30 minutes of repeated baths with a solution of Hydrogen Peroxide, Baking soda, and dish soap, and she was ready to come back in the house. I on the other hand still reeked and had to leave my clothes outside and run into the shower.

Stange as it may seem, the whole event kinda lifted my day up. Odd huh?

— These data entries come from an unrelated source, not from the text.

PR #7734, opened 2023-01-24
Replace all `exit()` calls with `abort()` in native code

grendello:
`exit()` causes the application to restart, which can be both annoying and 
confusing when the app seemingly shows something (usually a white screen) 
and yet it doesn't work.  The only way to learn what's going on is to look 
at the logcat output to see the error message and a restart.

`abort()`, however, fully terminates the application and also shows a native 
stack trace, which makes it easy to find the cause of the "crash" (the error 
message will be logged typically just before the native stack trace is printed)

### DIFF
--- a/src/monodroid/jni/debug-app-helper.cc
+++ b/src/monodroid/jni/debug-app-helper.cc
@@ -91,7 +91,7 @@ Java_mono_android_DebugRuntime_init (JNIEnv *env, [[maybe_unused]] jclass klass,
 	void *monosgen = dlopen (monosgen_path, RTLD_LAZY | RTLD_GLOBAL);
 	if (monosgen == nullptr) {
 		log_fatal (LOG_DEFAULT, "Failed to dlopen Mono runtime from %s: %s", monosgen_path, dlerror ());
-		exit (FATAL_EXIT_CANNOT_FIND_LIBMONOSGEN);
+		abort ();
 	}
 }
 
@@ -276,7 +276,7 @@ get_libmonosgen_path ()
 
 	log_fatal (LOG_DEFAULT, "Do you have a shared runtime build of your app with AndroidManifest.xml android:minSdkVersion < 10 while running on a 64-bit Android 5.0 target? This combination is not supported.");
 	log_fatal (LOG_DEFAULT, "Please either set android:minSdkVersion >= 10 or use a build without the shared runtime (like default Release configuration).");
-	exit (FATAL_EXIT_CANNOT_FIND_LIBMONOSGEN);
+	abort ();
 
 	return libmonoso;
 }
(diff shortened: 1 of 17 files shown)


src/monodroid/jni/debug-app-helper.cc
```diff
@@ -91,7 +91,7 @@ Java_mono_android_DebugRuntime_init (JNIEnv *env, [[maybe_unused]] jclass klass,
 	void *monosgen = dlopen (monosgen_path, RTLD_LAZY | RTLD_GLOBAL);
 	if (monosgen == nullptr) {
 		log_fatal (LOG_DEFAULT, "Failed to dlopen Mono runtime from %s: %s", monosgen_path, dlerror ());
-		exit (FATAL_EXIT_CANNOT_FIND_LIBMONOSGEN);
```
jonathanpeppers, line 94: Are all of these `FATAL_EXIT_*` constants somewhere, where we could delete those, too?

jonpryor: the `FATAL_EXIT_*` constants are in xamarin/java.interop, some of which are used there.

grendello:
I'm investigating the size increase of `libmonodroid.so`

src/monodroid/jni/debug.cc
```diff
@@ -474,7 +474,7 @@ Debug::process_cmd (int fd, char *cmd)
 		log_info (LOG_DEFAULT, "Debugger requested an exit, will exit immediately.\n");
 		fflush (stdout);
 		fflush (stderr);
-		exit (0);
+		Helpers::abort_application ();
```
jonpryor, line 477: This gives me pause; the original `exit(0)` is not signaling an *error* condition, so is calling `abort_application()` appropriate?

As this is part of the debugging infrastructure, I think it may be safer to keep this as `exit(0)`, unless you want to do an end-to-end test to exercise this behavior and see what happens…

jonpryor:
Context: https://discord.com/channels/732297728826277939/732297837953679412/1067806732983746621
Context: https://discord.com/channels/732297728826277939/732297837953679412/1067822882274689024

calls to `abort()` are replaced with `Helpers::abort_application()` because the `abort()` calls were contributing to a ~30% increase in the size of `libmonodroid.so`.  Consolidating the `abort()` calls into `abort_application()` removed the size increase.

src/monodroid/jni/debug.cc
grendello: The problem here is that the intention is to terminate the application
but `exit` doesn't do that while `abort` does.

From the pov of the debugger the application dies anyway
but from the pov of the developer, it will immediately restart itself
which is rather weird

jonpryor:
```markdown
Context: https://discord.com/channels/732297728826277939/732297837953679412/1067806732983746621
Context: https://discord.com/channels/732297728826277939/732297837953679412/1067822882274689024

In certain "bad app" scenarios, we would print a message and then
**exit**(3) the app.  The problem with using `exit()` in this manner
is that it *can* result in the app constantly relaunching, "spamming"
the UI.

Improve this by calling **abort**(3) instead.  This prevents Android
from constantly re-launching the app, and also prints useful abort
information such as registers and a native stack trace to `adb logcat`.

Unexpectedly, however, "simply" replacing app calls to `exit()` with
calls to `abort()` resulted in `libmonodroid.so` increasing in size
by ~16%.  For some reason, calling `abort()` caused the compiler to
inline much more code and in a weird manner (it repeated essentially
identical blocks of code from an inlined function, which were
previously folded into a single block when `exit()` was used).

We found that consolidating the `abort()` calls into
`Helpers::abort_application()` removed the size increase.
```

PR #7735, opened 2023-01-24
[Mono.Android] Fix incorrect Context.RegisterReceiver enumification.

### LINKED ISSUE #7503: Argument type of Context.RegisterReceiver() is different from native API
### Android application type

Classic Xamarin.Android (MonoAndroid12.0, etc.)

### Affected platform version

MonoAndroid 13.0, Xamarin.Android 13.1.0.1 , VS Mac 17.4

### Description

I am currently updating the version of the target SDK for my Xamarin.Android project to version 33.

One of the new features of Android 13 is "Safer exporting of context-registered receivers".
https://developer.android.com/about/versions/13/features#runtime-receivers

To make my app compatible with this, I was going to change the RegisterReceiver call point as follows:

```diff
- Context.RegisterReceiver(receiver, filter);
+ Context.RegisterReceiver(receiver, filter, ReceiverFlags.Exported);
```

This implementation conforms to the specification of the following method:                                                                                                                                                                                                                                                                                                                         https://developer.android.com/reference/android/content/Context#registerReceiver(android.content.BroadcastReceiver,%20android.content.IntentFilter,%20java.lang.String,%20android.os.Handler)

However, the above code failed to compile.
After investigating the cause, I found that the third argument of MonoAndroid's RegisterReceiver() overload is not of type Int, but ActivityFlags. This differs from the native API specification.

Please let me know why this is happening and if MonoAndroid plans to fix it.

### Steps to Reproduce

1. Create new Xamarin.Android project that targeting MonoAndroid 13.0
2. Call the following overloads of RegisterReceiver at any position: 
`RegisterReceiver(BroadcastReceiver, IntentFilter, Int)`

 I have confirmed that `ReceiverFlags` can be used with `ContextCompat` API and will consider replacing it with ContextCompat in the near future if this issue is not resolved.   
https://developer.android.com/reference/androidx/core/content/ContextCompat#registerReceiver(android.content.Context,android.content.BroadcastReceiver,android.content.IntentFilter,int)

### Relevant log output

_No response_

jpobst:
Fixes #7503 

`Android.Content.Context.RegisterReceiver(BroadcastReceiver, IntentFilter, int)` (+1 overload) was incorrectly enumified as `ActivityFlags` when it should have been `ReceiverFlags`.

To fix without breaking API:
- Create new overloads methods that chain to the existing incorrectly enumified methods.
- Mark the existing methods as `[Obsolete]` with description.

Additionally, it was noticed that the public API tracking added in https://github.com/xamarin/xamarin-android/pull/8171 did not get flagged as an error, only a warning.  Change to an error to ensure any new public API is accounted for.


jonpryor:
What gives me pause is that the resulting binding makes an `abstract` method `[Obsolete]`, a'la:

```csharp
partial class Context {
    [Obsolete ("This method has an incorrect enumeration type. Use the overload that takes ReceiverFlags instead.")]
    public abstract Android.Content.Intent? RegisterReceiver (Android.Content.BroadcastReceiver? receiver, Android.Content.IntentFilter? filter, [global::Android.Runtime.GeneratedEnum] Android.Content.ActivityFlags flags);
}
```

which I believe means that every override also needs to be `[Obsolete]`, hence the changes in this PR to `ContextWrapper` and `MockContext`.  This feels "weird".

On the plus side, (effectively) nobody should ever override `Context.RegisterReceiver()`, so this should be safe.

jpobst:
> This feels "weird".

Agreed.

> On the plus side, (effectively) nobody should ever override Context.RegisterReceiver(), so this should be safe.

This is the rationale I eventually went with.  ~No one should override this, users should only be calling the system provided version(s) of it.

PR #7741, opened 2023-01-25
Bump to xamarin/monodroid/release/7.0.1xx@9454bde

jonathanpeppers:
Changes: https://github.com/xamarin/monodroid/compare/8f925e3...9454bde

* [tools/msbuild] Fix System App detection
* [tools/msbuild] Deploy *resources.dll from PackageReference

I branched monodroid at the appopriate commit at:

https://github.com/xamarin/monodroid/tree/release/7.0.1xx


jonathanpeppers:
There are some MSBuild perf test failures, but looking at the build logs, I think we can ignore them:

image

It seems like `java -version` and `javac -version` are somewhat slow?

PR #7750, opened 2023-01-27
Address issues found by LGTM

grendello:
Fix, address or disable issues found by LGTM scan.


.lgtm.yml
```diff
@@ -0,0 +1,2 @@
+queries:
+  - exclude: cs/campaign/constantine
```
jonpryor, line 2: @grendello: what's *this* do?

src/monodroid/jni/cpp-util.hh
```diff
@@ -112,7 +112,7 @@ namespace xamarin::android
 		// `sizeof... (Length)` part which subtracts the number of template parameters - the amount of NUL bytes so that
 		// we don't waste space.
 		constexpr size_t total_length = (... + Length) - sizeof... (Length);
-		char_array<total_length + 1> ret;
+		char_array<total_length + 1> ret; // lgtm [cpp/paddingbyteinformationdisclosure] the buffer is filled in the loop below
```
jonpryor, line 115: The docs warn about "uninitialized padding bytes", which I *imagine* could happen if we had:

```cpp
auto a = concat_const ("foo", "bar", "baz");
auto b = concat_const ("qux", "quux");
```

wherein sizeof(a) is 10, which *won't* be stack aligned, necessitating padding between `a` and `b`.

But I also wonder if I'm overthinking that example?

Additionally, the only places I see `concat_const()` being used are for `static constexpr auto` members, which are *not* local variables, so any padding between static members would by definition be zero-initialized…

But if that *weren't* the case, and we *were* using this for local variables…  Could this be a problem?  I'm still dubious, but I'm not completely certain.

jonpryor:
Draft commit message:

```markdown
[lgtm] Fix LGTM-reported issues. (#7750)

Remember CodeQL (acfc1efe)?  CodeQL basically runs [GitHub LGTM][0]
on source code, looking for possible security issues.

Now that CodeQL is running, we can begin addressing reported issues.

Problems found include:

  * HttpClient created with CheckCertificateRevocationList disabled
  * Wrong type of arguments to formatting function
  * Weak cryptography
  * Possible information leakage from uninitialized padding bytes
  * ML Training and Serialization Files Referenced

~~ HttpClient created with CheckCertificateRevocationList disabled ~~

Apparently the `HttpClient` default constructor is "bad"; we should
instead use the [`HttpClient(HttpMessageHandler)` constructor][1],
provide our own `HttpClientHandler`, and ensure that
[`HttpClientHandler.CheckCertificateRevocationList`][2] is True.

~~ Wrong type of arguments to formatting function ~~

Apparently LGTM doesn't realize that in C++ `long int` is synonymous
with `long`, and thus warns that they're not the same. 🤦
Remove a cast to `long int`.

~~ Weak cryptography ~~

This is in `AuthDigestSession.cs`.  Unfortunately, RFC2617 requires
MD5, so we kinda need to use MD5.  Add a `// lgtm [cs/weak-crypto]`
comment to disable the warning.

~~ Possible information leakage from uninitialized padding bytes ~~

This is in `cpp-util.hh`, and it seems that LGTM doesn't appreciate
our use of template metaprogramming to construct a `char_array<Len+1>`
wherein `Len` is computed at compile time with no wasted padding.

~~ ML Training and Serialization Files Referenced ~~

LGTM apparently assumes that mentions of `.pb` are mentions of ML
data training files.  In our case, these were part of error messages
from `aapt2` that we were attempting to translate.

Add a `//lgtm [csharp/responsible-ai/ml-training-and-serialization-files-referenced]`
comment to disable this warning.

Co-authored-by: Alex Hsu <csigs@users.noreply.github.com>

[0]: https://github.com/marketplace/lgtm
[1]: https://learn.microsoft.com/en-us/dotnet/api/system.net.http.httpclient.-ctor?view=netstandard-2.0#system-net-http-httpclient-ctor(system-net-http-httpmessagehandler)
[2]: https://learn.microsoft.com/en-us/dotnet/api/system.net.http.httpclienthandler.checkcertificaterevocationlist?view=net-7.0
```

Should anyone need to get skunk out, the solution is 1 liter of 2% Hydrogen peroxide, 1/4 cup baking soda and 1 tbsp. of dish soap. Apply to fur when it's still dry for greatest effect, and then repeated washings.It really worked well. I don't know if I'll get her collar back. It still smells bad. This is a corrosive solution, +7ph, so be very careful around the eyes.


----------



## texasred (Jan 29, 2012)

Sooner or later it seems they all have to tangle with a skunk. All three of mine have and I think Lucy would do it again.


----------



## datacan (May 15, 2011)

Great story ;D



When Toni, my GSD, decided it would be fun to chase a skunk, I had to buy the whole stock of tomato juice from two corner convenience stores. They raised the price of tomato juice, next time I checked.


----------



## Carolina Blue (Sep 20, 2012)

Gunnr said:


> Well, it finally happened. Last nite at 10:30 pm.,after having not one of my better days, Gunnr decided to cap it all off by getting into it with a skunk.
> 
> 30 minutes of repeated baths with a solution of Hydrogen Peroxide, Baking powder, and dish soap, and she was ready to come back in the house. I on the other hand still reeked and had to leave my clothes outside and run into the shower.
> 
> ...


Got the same 'recipe' from a vet tech but instead of baking powder should use baking soda.


----------



## gunnr (Aug 14, 2009)

Carolina Blue

You are correct. It should be baking soda not powder.
Thank you.

PS. Guess ya' know whom to never ask to bake cakes.


----------



## datacan (May 15, 2011)

Gunnr, next time take pictures, LOL ;D


----------



## Capa (May 19, 2013)

I can relate! Chai was skunked a few weeks ago. Despite having her soak several times in the same solution that you used, she still smells skunky when it gets wet.

Hope your week got brighter!


----------